Post-Disaster Land Grabs

SBY’s administration is happy to announce 12 families from the volcano-affected areas in Java have transmigrated to Kalimantan. But I am suspicious. Having lived in Bali for two months now, and being an immigrant myself, I get a sense that it might be quite a lofty goal for a farmer – who has lived his whole life in Java and has all his family in Java – to move to another island overnight. For people who live still traditional lives, place is more than one’s home, but one’s identity and livelihood.

Yet when whole villages are uprooted by natural disasters policymakers are forced to ask, “Where should the evacuees live?” Surely, the camp in a Padang or Yogyakarta stadium is no long-term solution. As it turns out, many evacuees do not return to their land.

I hope that critical minds realize that the recent pushes to relocate evacuees may be less than well-intentioned pleas to persuade irrational villagers. In the Shock Doctrine, Naomi Klein argues that the shock of a natural disaster creates the rare opportunity for policymakers to implement radical free-market policies. Take a look at Klein’s description of the land grabs that occurred in the 2004 tsunami-hit coastal villages:

“All the tsunami-struck countries imposed “buffer zones” preventing villagers from rebuilding on the coasts, freeing up the land for increased development. (In Aceh, Indonesia, the zones were two kilometers wide, though the government was eventually forces to repeal the edict.)
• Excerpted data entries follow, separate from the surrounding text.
PR #197, opened 2022-02-25
Refactor how EKAT handles compiler flags

bartgol:
## Motivation

The file `EkatSetCompilerFlags.cmake` was almost verbatim copied from Homme's `SetCompilersFlags.cmake`. This file sets a lot of global CMake flags, such as `CMAKE_<LANG>_FLAGS`, which are shared across all targets. Homme used a CMake build system only in a standalone setting, so this worked.

In EKAT, this is different. In particular, I am 99% sure that the pollution of global CMake flags var is the root under the error reported in E3SM-Project/scorpio#460.

Long explanation: on GPU builds, we set some CUDA-specific flags in CMAKE_CXX_FLAGS. If the target being built links against kokkos, some CMake magic ensures that Kokkos' compile launcher is invoked, which in turn calls nvcc_wrapper, which takes care of separating host and CUDA flags. HOWEVER, for tpls that do NOT link against kokkos (like SCORPIO), the kokkos compile launcher is not invoked, so the CUDA flags are passed to mpicxx's backend compiler which does not know what to do with them, and craps out. This causes a call to `find_package (MPI REQUIRED)` to fail (since, without specifying components, `find_package` tries to find all components, one for each currently enabled language).

Besides fixing the issue, this PR brings Ekat into the CMake 3.x era, by completely doing away with setting global vars like CMAKE_CXX_FLAGS.

## E3SM Stakeholder Feedback

This is needed in order to update EKAT in SCREAM, since EKAT did away with `ekat_mpicxx` (rightfully so), but when building in SCREAM, the issue with SCORPIO makes cmake crap out.

## Testing

Currently trying this branch with SCREAM.


bartgol:
Ok, I kind of backstepped here. It is convenient to put flags that are _truly_ general in `CMAKE_<LANG>_FLAGS` and `CMAKE_<LANG>_FLAGS_<BUILDTYPE>` (e.g., warning flags, optimization flags, fp-model flags, etc.). Setting flags exclusively on targets is appealing on projects that have a "pyramid" dependency style between targets, so that we can set basic flags on a "root" target, and have them propagated. However, SCREAM has a few separate "root" targets: ekat, pioc, share_util, homme, cprnc, and possibly more. A target-based approach requires to set basic flags on all of them, which can be tedious (to say the least).

OTOH, flags that are less generic (such as CUDA or OpenMP) are still to be set on a per-target basis.

Notice that the general flags (set in `CMAKE_<LANG>_FLAGS[_<BUILDTYPE]) can be reset upon entering a new scope (like a new subdir), without altering the flags in the parent folder.

This last commit is out of "convenience". I am willing to discuss whether to keep it or revert back to the "add-flags-to-targets-only" version.

jgfouca (approved):

tcclevenger (dismissed):

tcclevenger (approved):

jeff-cohere (dismissed):

bartgol:
I'll test this branch in SCREAM before merging.

bartgol:
This seems to work for SCREAM, at least on my laptop (gcc) and on weaver, when building a standard debug build.

jeff-cohere (approved):

PR #199, opened 2022-03-01
Remove include paths logic when calling BuildEkat()

bartgol:
## Motivation

These lines should be seemingly innocuous, but removing them seems to fix hard-to-debug fails in SCREAM. Also, these lines should actually have zero effect, so we might as well remove them.

## E3SM Stakeholder Feedback

Needed by SCREAM

## Testing

Testing SCREAM with this ekat version now.


jeff-cohere (approved):
Let's see what happens!

bartgol:
Ok, blake passes.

A year after the tsunami, the respected NGO ActionAid, which monitors foreign aid spending, published the results of an extensive survey of fifty thousand tsunami survivors in five countries. The same patterns repeated everywhere: residents were barred from rebuilding, but hotels were showered with incentives; temporary camps were miserable militarized holding pens, and almost no permanent reconstruction had been done; entire ways of life were being extinguished. It concluded that the setbacks could not be chalked up to the usual villains of poor communication, underfunding or corruption. The problems were structural and deliberate: “Governments have largely failed in their responsibility to provide land for permanent housing,” the report concluded. “They have stood by or been complicit as land has been grabbed and coastal communities pushed aside in favor of commercial interests.”

For Klein, the worst case was the Maldives, where the Gayoom administration announced just one year after the evacuation of “un-safe islands”, that thirty-five of them, would be available to be leased to resorts for up to fifty years. Meanwhile, on the so-called “safe” islands, unemployment was rampant, and violence was breaking out between the newcomers and the original residents.
In the Maldives “the storm did such an effective job of clearing the beach, a process of displacement and gentrification that would normally unfold over years took place in a matter of days or weeks. What it looked like was hundreds of thousands of poor, brown-skinned people (the fishing people deemed “unproductive” by the World Bank) being moved against their wishes to make room for the ultra-rich, mostly light-skinned people (the “high-yield” tourists).”

I am not suggesting that Merapi evacuees should return and risk the unpredictability of Merapi’s eruptions. I am suggesting that there should be more recognition that the transmigration of the evacuees is not always the best option. Beware the hidden motives of policymakers who automatically suggest the relocation of evacuees in the name of safety.